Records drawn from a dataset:
PR #449, opened 2024-03-23
Issue #421 Bystro Python API Dockerfile & Ancestry API/CLI  & Reduce Ancestry Memory Usage

akotlar:
* Adds docker file for Bystro's python library
* Creates ancestry api and cli code for calculating ancestry scores
* Removes unneeded dependencies from Cargo.toml, to speed up builds
* Improves Makefile by introducing the ability to make production builds and install from wheel.
* Reduce ancestry memory usage by reading in sample chunks
* Cache ancestry scores to local disk to reduce S3 fetching

To test what is here:

```
docker pull akotlar/bystro-api
docker run -v /path/to/local/data:/data  akotlar/bystro-api ancestry score --in /data/trio.trim.vep.vcf.gz --assembly hg19 
```

[trio.trim.vep.vcf.gz](https://github.com/bystrogenomics/bystro/files/14730266/trio.trim.vep.vcf.gz)

The api function is a port of ancestry/listener.py handler_fn.

### DIFF
--- a/.github/workflows/conda-build.yml
+++ b/.github/workflows/conda-build.yml
@@ -18,10 +18,10 @@ jobs:
           auto-activate-base: true
           activate-environment: true
           python-version: ${{ matrix.python-version }}   
-    - name: Build Bystro using Maturin
+    - name: Install Bystro using Maturin
       run: |
         . .initialize_conda_env.sh
-        make build
+        make install
       shell: bash
     - name: Verify Bystro wheel exists
       run: |
@@ -30,3 +30,8 @@ jobs:
           exit 1
         fi
         echo "Bystro wheel found! Build succeeded."
+    - name: Verify bystro-api is installed
+      run: |
+        set -e
+        bystro-api --help
+        echo "bystro-api installed successfully"
--- a/.github/workflows/conda-build.yml
+++ b/.github/workflows/conda-build.yml
@@ -22,6 +22,7 @@ jobs:
       run: |
         . .initialize_conda_env.sh
         make install
+        echo "PATH=$CONDA/bin:$PATH" >> $GITHUB_ENV
       shell: bash
     - name: Verify Bystro wheel exists
       run: |
--- a/Makefile
+++ b/Makefile
@@ -1,14 +1,34 @@
-# Assumes you have run ". .initialize-conda-env.sh"; since each make command runs in a separate subshell we need this to happen first
+ray-start-local:
+	ray stop && ray start --head --disable-usage-stats
 
-build:
-	cd python && maturin build --release && cd ../
+ray-stop-local:
+	ray stop
 
-develop:
-	cd go/cmd/opensearch && go build && cd ../../../
-	cd python && maturin develop && cd ../
+build-python:
+	(cd python && maturin build --release)
 
-# Ray must be started with make serve-dev
-# without ray start, make serve-dev will succeed, but the handlers that rely on Ray will fail to start
-serve-dev: develop
-	ray stop && ray start --head
+build-python-dev:
+	(cd python && maturin develop)
+
+install-python: build-python
+	pip install python/target/wheels/*.whl
+
+install-go:
+	(cd ./go && go install bystro/cmd/opensearch)
+
+install: install-python install-go
+
+uninstall:
+	pip uninstall -y bystro
+	(cd ./go && go clean -i bystro/cmd/opensearch)
+
+develop: install-go build-python-dev ray-start-local
+
+run-local: install ray-start-local
+
+# Currently assumes that Perl package has been separately installed
+serve-local: ray-stop-local run-local
 	pm2 delete all 2> /dev/null || true && pm2 start startup.yml
+
+# Currently assumes that Perl package has been separately installed
+serve-dev: ray-stop-local start-local develop pm2
--- a/Makefile
+++ b/Makefile
@@ -14,7 +14,6 @@ install-python: build-python
 	pip install python/target/wheels/*.whl
 
 install-go:
-	(cd ./go && go install bystro/cmd/dosage)
 	(cd ./go && go install bystro/cmd/opensearch)
 
 install: install-python install-go
--- a/Makefile
+++ b/Makefile
@@ -14,6 +14,7 @@ install-python: build-python
 	pip install python/target/wheels/*.whl
 
 install-go:
+	(cd ./go && go install bystro/cmd/dosage)
 	(cd ./go && go install bystro/cmd/opensearch)
 
 install: install-python install-go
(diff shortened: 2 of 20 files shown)


Makefile
```diff
@@ -1,14 +1,34 @@
-# Assumes you have run ". .initialize-conda-env.sh"; since each make command runs in a separate subshell we need this to happen first
```
akotlar, line 1: Will document after April 1 the new commands. The old `develop` and `serve-dev` commands we all use remain, and function as before

python/Cargo.toml
```diff
@@ -10,11 +10,4 @@ name = "bystro"
 crate-type = ["cdylib", "rlib"]
 
 [dependencies]
-arrow = "40.0.0"
```
akotlar, line 13: all unused

python/python/bystro/ancestry/inference.py
```diff
@@ -27,6 +28,7 @@
 from bystro.utils.timer import Timer
 
 logger = logging.getLogger(__name__)
+warnings.simplefilter(action="ignore", category=FutureWarning)
```
akotlar, line 31: removes the warning about how sklearn 1.22 is using deprecated Panda's is_sparse function. Without this every time you run ancestry on the CLI you get a lot of ugly warnings that are not useful to the user.

python/python/bystro/ancestry/listener.py
```diff
@@ -28,88 +24,6 @@
 logger = logging.getLogger()
 
 ANCESTRY_TUBE = "ancestry"
-ANCESTRY_BUCKET = "bystro-ancestry"
```
akotlar, line 31: all of the ancestry model loading was moved to a dedicated module so that it could be cleanly shared in the ancestry api module, without having to load ray and beanstalkd (this allows us to not have to ray start --head before running  ancestry cli commands)

python/python/bystro/ancestry/model.py
```diff
@@ -0,0 +1,185 @@
...
+ANCESTRY_BUCKET = "bystro-ancestry"
+GNOMAD_PCA_FILE = "gnomadset_pca.csv"
+GNOMAD_RFC_FILE = "gnomadset_rfc.skop"
+ARRAY_PCA_FILE = "arrayset_pca.csv"
+ARRAY_RFC_FILE = "arrayset_rfc.skop"
+
+models_cache: dict[str, AncestryModels] = {}
+
+
+def get_one_model_from_s3(pca_local_path, rfc_local_path, pca_file_key, rfc_file_key) -> AncestryModel:
```
akotlar, line 32: unchanged besides renamed variables and added docstring

python/python/bystro/ancestry/model.py
```diff
@@ -0,0 +1,185 @@
...
+                    f"{rfc_file_key} ancestry model not found. This assembly is not supported."
+                ) from e
+            raise
+
+    logger.debug("Downloaded PCA file and RFC file in %f seconds", timer.elapsed_time)
+
+    return get_one_model_from_file_system(pca_local_path, rfc_local_path)
+
+
+def get_models_from_s3(assembly: str) -> AncestryModels:
```
akotlar, line 73: unchanged besides renamed variables and added docstring

python/python/bystro/ancestry/model.py
```diff
@@ -0,0 +1,185 @@
...
+    if len(models_cache) >= 1:
+        # Remove the oldest loaded model to maintain cache size
+        oldest_assembly = next(iter(models_cache))
+        del models_cache[oldest_assembly]
+    models_cache[assembly] = models
+
+    return models
+
+
+def get_one_model_from_file_system(pca_path: str, rfc_path: str) -> AncestryModel:
```
akotlar, line 119: the local filesystem versions are needed because our s3 bucket is not publicly accessible, and also because in the future we will cache the models to the local disk to save us costs on s3 (frequently pulling data from s3 is not a good idea from cost standpoint)

python/python/bystro/api/auth.py
```diff
@@ -12,7 +12,6 @@
 
 if not os.path.exists(DEFAULT_DIR):
     os.makedirs(DEFAULT_DIR, exist_ok=True)
-    print(f"Created default credentials path: {CREDENTIALS_PATH}")
```
akotlar, line 15: when running from Docker, this message would pop up on every ancestry score cli run, and is completely unhelpful.

python/python/bystro/search/index/listener.py
```diff
@@ -20,7 +20,7 @@
 
 TUBE = "index"
 
-_GO_HANDLER_BINARY_PATH = None
+_GO_HANDLER_BINARY_PATH: str | None = None
```
akotlar, line 23: fix a mypy issue

python/python/bystro/utils/compress.py
```diff
@@ -31,24 +31,61 @@ def _get_gzip_program_path() -> str:
...
+        cmd = f"{cmd} | {pipe_to_cmd}"
 
+    return f"{cmd} > {out}"
 
-def get_decompress_to_pipe_cmd(input_path: str) -> str:
-    if IS_PIGZ:
-        # pigz doesn't benefit much from more than 2 threads during decompression
-        return f"{GZIP_EXECUTABLE} -d -c {input_path} -p 2"
+
+def get_decompress_to_pipe_cmd(input_path: str, pipe_to_cmd: str | None = None) -> str:
```
akotlar, line 68: updated to support bystro-vcf in a single pipe command (e.g. bgzip -d -c file.gz | bystro-vcf)

python/python/bystro/utils/compress.py
```diff
@@ -31,24 +31,61 @@ def _get_gzip_program_path() -> str:
 IS_BGZIP = GZIP_EXECUTABLE.endswith("bgzip")
 
 
-def get_compress_from_pipe_cmd(out: str) -> str:
+def get_compress_from_pipe_cmd(
```
akotlar, line 34: also updated this method to support piped commands, to be symmetrical with the decompress method

.github/workflows/conda-build.yml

**WORK TO BE COMPLETED:**
Starting at the first line of the records above, please copy each line exactly until you reach the line containing "bystro-api is installed". Include that line and stop there.

**ANSWER SECTION:**
PR #449, opened 2024-03-23
Issue #421 Bystro Python API Dockerfile & Ancestry API/CLI  & Reduce Ancestry Memory Usage

akotlar:
* Adds docker file for Bystro's python library
* Creates ancestry api and cli code for calculating ancestry scores
* Removes unneeded dependencies from Cargo.toml, to speed up builds
* Improves Makefile by introducing the ability to make production builds and install from wheel.
* Reduce ancestry memory usage by reading in sample chunks
* Cache ancestry scores to local disk to reduce S3 fetching

To test what is here:

```
docker pull akotlar/bystro-api
docker run -v /path/to/local/data:/data  akotlar/bystro-api ancestry score --in /data/trio.trim.vep.vcf.gz --assembly hg19 
```

[trio.trim.vep.vcf.gz](https://github.com/bystrogenomics/bystro/files/14730266/trio.trim.vep.vcf.gz)

The api function is a port of ancestry/listener.py handler_fn.

### DIFF
--- a/.github/workflows/conda-build.yml
+++ b/.github/workflows/conda-build.yml
@@ -18,10 +18,10 @@ jobs:
           auto-activate-base: true
           activate-environment: true
           python-version: ${{ matrix.python-version }}   
-    - name: Build Bystro using Maturin
+    - name: Install Bystro using Maturin
       run: |
         . .initialize_conda_env.sh
-        make build
+        make install
       shell: bash
     - name: Verify Bystro wheel exists
       run: |
@@ -30,3 +30,8 @@ jobs:
           exit 1
         fi
         echo "Bystro wheel found! Build succeeded."
+    - name: Verify bystro-api is installed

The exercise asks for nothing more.